Borrowers Late on Car Payments at an All-Time High

Inside Subprime: March 19, 2019

By Grace Austin

The Federal Reserve Bank of New York announced last month that the number of borrowers who were late on their car payments reached an all-time high at the end of 2018, with 70 million people 90 days behind or more. That’s 1 million more people struggling to make payments than there were during peak delinquency levels at the end of 2010. Though the U.S. unemployment rate has dropped to 3.7 percent and the job market is robust, Americans are still struggling to pay their bills.
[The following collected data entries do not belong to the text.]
PR #34781, opened 2023-12-26
Add the block=1 query param to the iframe url when called from the Likes Block

### LINKED ISSUE #85707: Like block: add `&block=1` parameter to iframe
Context: pdDOJh-2Rs-p2

JuanLucha:
Fixes https://github.com/Automattic/wp-calypso/issues/85707

## Proposed changes:
No functional change is added. The likes widget URL is called in an iframe. When the iframe is called from the new Likes Block, we want to signal that call with a &block=1 at the end of the URL.

### Other information:

No

## Testing instructions:
- Don't apply this PR yet.
- Setup your jt site.
- Make sure you have the like button activated in the jetpack setup screen.
- Go to one of your posts in your jt site.
- Check the like button widget URL in the iframe. It shouldn't have a `&block=1` parameter at the end.
- Apply this PR.
- Activate the beta blocks (`define( 'JETPACK_BLOCKS_VARIATION', 'beta' );`).
- Build the jetpack plugin.
- Create or edit a post and add the Like Block. Publish or update the post.
- Go to the URL of your post and check the HTML code. The iframe of the like widget should include a `&block=1` at the end.

### DIFF
--- a/projects/plugins/jetpack/extensions/blocks/like/like.php
+++ b/projects/plugins/jetpack/extensions/blocks/like/like.php
@@ -87,7 +87,7 @@ function render_block( $attr, $content, $block ) {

People are borrowing money to purchase vehicles at record levels, even with rising interest rates, and some say delinquency rates are a bad sign for the economy.

“The substantial and growing number of distressed borrowers suggests that not all Americans have benefited from the strong labor market and warrants continued monitoring and analysis of this sector,” researchers with the Fed wrote in a blog post.
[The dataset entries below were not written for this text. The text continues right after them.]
PR #34783, opened 2023-12-26
Fix like avatars being "cut" by the likes label in mobile view of P2

### LINKED ISSUE #85705: Like widget: fix styling on P2s (mobile)

JuanLucha:
Fixes https://github.com/Automattic/wp-calypso/issues/85705

## Proposed changes:
In P2, the like button has more buttons by its side, which means the widget has less space. This makes the "x likes" label "cut" the last avatar like this:
Screenshot 2023-12-28 at 19 24 59

This PR fixes that making the avatar not visible if there is no space for it to appear in full size. This PR also makes the number of likes, and the "likes" label always be in the same like (in the image, you can see it in two lines instead).

### Other information:

## Jetpack product discussion
Not needed.

No.

## Testing instructions:
- Apply this patch to your sandbox using `bin/jetpack-downloader test jetpack fix/likes-in-mobile-view`.
- Sandbox `widgets.wp.com`, and `s0.wp.com`.
- Go to a P2 post with more than 5 likes.
- Put the browser in mobile mode and check that the avatars are not cut by the "x likes" label.

### DIFF
--- a/projects/plugins/jetpack/changelog/fix-likes-in-mobile-view
+++ b/projects/plugins/jetpack/changelog/fix-likes-in-mobile-view
@@ -1,0 +1,5 @@
+Significance: patch
+Type: other
+Comment: it's just a minor bug fix
+
+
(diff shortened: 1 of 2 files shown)


JuanLucha:
Fixing in WordPress code instead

The data might also suggest that predatory lenders are issuing loans to people with more debt than they can cope with. The Fed noted that the largest share of vehicle loans are coming from banks and credit unions, issued mostly to borrowers with high credit scores. But subprime borrowers are also taking out loans, and the majority of late car payments are on loans issued to young people with low credit scores. These borrowers are getting their loans from auto finance companies or payday lenders with high interest rates that make the loans more difficult to pay off. The data shows that half of all outstanding loans from auto finance companies were issued to consumers with credit scores under 620. Loans from these companies also carry higher rates of past-due payments when compared to loans issued by banks or credit unions, even when controlling for credit score.
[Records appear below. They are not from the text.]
PR #34787, opened 2023-12-27
Fix/jetpack footer inconsistent behavior

### LINKED ISSUE #31969: Jetpack Footers: inconsistent behavior
### Impacted plugin

Jetpack

### Quick summary

From #31627 @bindlegirl : 

The logged-in About link on the Jetpack dashboard (and other) pages shows up as an external link, although it's not. However, it loads the About page in a new tab, which differs from the Terms and Airline pages.

There are inconsistencies between the MyJetpack footer and other pages. This is what I see:

    Logged out About link on the Jetpack page will load https://jetpack.com/about/?site=nutritious-fairy.jurassic.ninja and MyJetpack https://jetpack.com/about
    Logged in About link on the Jetpack page will load /wp-admin/admin.php?page=jetpack_about and MyJetpack will load https://jetpack.com/about/

Privacy on connected MyJetpack is still an external link.

### Steps to reproduce

View the footers with the Jetpack admin and a My Jetpack page.

_No response_

### What actually happened

_No response_

### Impact

All

### Available workarounds?

Yes, easy to implement

_No response_

### Logs or notes

_No response_

darssen:
Fixes #31969

This is a fallback from #31627 where some inconsistencies between the MyJetpack footer and other pages appeared.
## Proposed changes:

The changes focus on
- Make **Privacy** and **About** links in the footer non-external for connected scenarios.
- Add consistent behavior in the Footer of My Jetpack to the footers in the rest of the Jetpack pages.

### Other information:

## Testing instructions:

- Make sure your site is not connected to Jetpack
- Visit the _Jetpack_ section
- In the footer, check the following links:
  - Jetpack: `https://jetpack.com/`
  - About: `https://jetpack.com/about/`
  - Privacy: `https://automattic.com/privacy/`
  - Terms: `https://wordpress.com/tos/`
  - An Automattic Airline: `https://automattic.com/about/`
- Visit the _My Jetpack_ section
  - In the footer, check the following links:
  - Jetpack: `https://jetpack.com/`
  - About: `https://jetpack.com/about/`
  - Privacy: `https://automattic.com/privacy/`
  - Terms: `https://wordpress.com/tos/`
  - An Automattic Airline: `https://automattic.com/about/`
- Connect your site to Jetpack
- In the footer, check the following links:
  - Jetpack: `https://jetpack.com/`
  - About: `/wp-admin/admin.php?page=jetpack_about`
  - Privacy: `/wp-admin/admin.php?page=jetpack#/privacy`
  - Terms: `https://wordpress.com/tos/`
  - An Automattic Airline: `/wp-admin/admin.php?page=jetpack_about`
- Visit the _My Jetpack_ section
- In the footer, check the following links:
  - Jetpack: `https://jetpack.com/`
  - About: `/wp-admin/admin.php?page=jetpack_about`
  - Privacy: `/wp-admin/admin.php?page=jetpack#/privacy`
  - Terms: `https://wordpress.com/tos/`
  - An Automattic Airline: `/wp-admin/admin.php?page=jetpack_about`
- Click on one of the Learn More buttons in one of the cards like VaultPress Backup
- In the footer, check the following links:
  - Jetpack: `https://jetpack.com/`
  - About: `/wp-admin/admin.php?page=jetpack_about`
  - Privacy: `/wp-admin/admin.php?page=jetpack#/privacy`
  - Terms: `https://wordpress.com/tos/`
  - An Automattic Airline: `/wp-admin/admin.php?page=jetpack_about`


darssen:
I don't like that the [getRedirectUrl](https://github.com/Automattic/jetpack/blob/trunk/projects/js-packages/components/tools/jp-redirect/index.ts#L23) function adds the `site` parameter for all the Jetpack pages aside from My Jetpack. This makes things like redirecting to `tos` being redirected to https://wordpress.com/tos/?site=YOUR_SITE

Not sure about a good way to avoid it.

darssen:
Also just realized that the initial change is only good for main My Jetpack page, but it is not working inside things like [page=my-jetpack#/add-backup](url). One possibility would be to add it to every place `AdminPage` is used. Another would be for `JetpackFooter` to don't need it as a prop, and use inside it maybe a global similar to the one I am using in `MyJetpackScreen` , the problem is that the `myJetpackInitialState` var does not belong outside MyJetpack, so still looking for a more elegant solution.

projects/packages/my-jetpack/_inc/components/my-jetpack-screen/index.jsx
```diff
@@ -120,7 +120,7 @@ export default function MyJetpackScreen() {
 	}
 
 	return (
-		<AdminPage>
+		<AdminPage siteAdminUrl={ window?.myJetpackInitialState?.adminUrl }>
```
andrii-lysenko, line 123: I'm wondering if we could pull off this information from some Redux store.

andrii-lysenko (commented):
Overall, it seems reasonable to me. I agree with your comment and maybe we should consider incapsulate all logic inside the footer for consistent behavior.
Maybe, we could reuse some redux store for the latest state.

darssen:
Thanks for the feedback @andrii-lysenko. 
After following some of the internal suggestions, I have updated the PR adding a tool inside` js-packages/components` to retrieve the `siteAdminUrl` and use it directly in the footer. It uses `window` var that gets populated from different Redux stores. Couldn't think of a more elegant solution.

projects/js-packages/components/tools/get-site-admin-url/index.ts
```diff
@@ -0,0 +1,26 @@
+declare global {
```
andrii-lysenko: Maybe it's a bit cleaner to keep the `declaration` in the separate file, say `types.d.ts`

andrii-lysenko (dismissed):
Thanks for working on this. This does seem reasonable to me. While testing on different envs haven't found any problems. Looks good 👍 
Left a small notice but it's not blocking.

projects/js-packages/components/tools/get-site-admin-url/index.ts
darssen: Thanks for the suggestion, I have updated it.

andrii-lysenko (approved):
Thanks for addressing that. LGTM!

While most Americans struggle to keep up with their bills (78 percent of us are living paycheck to paycheck), delinquency rates are even higher among communities of color. The auto loan delinquency rate for people of color is 7 percent, even though these borrowers carry less debt overall than their white peers, who are only 3 percent delinquent. The data comes from an analysis released in December from the Urban Institute. People of color also have a lower average income than white borrowers, the analysis shows.

Despite the apparent impact of high-interest loans on delinquency rates, the regulatory environment in Washington has strayed away from protecting consumers. In February, the Consumer Financial Protection Bureau announced that it would rescind ability-to-repay requirements that would go into effect under the agency’s rule governing payday and title loans. The bureau contended that the rule, which was introduced under the Obama administration and has yet to go into effect, would limit access to credit for consumers. But consumer advocates argue that high-interest loans trap borrowers in debt, and the agency’s decision to side with payday lenders will inevitably cause financial harm to consumers.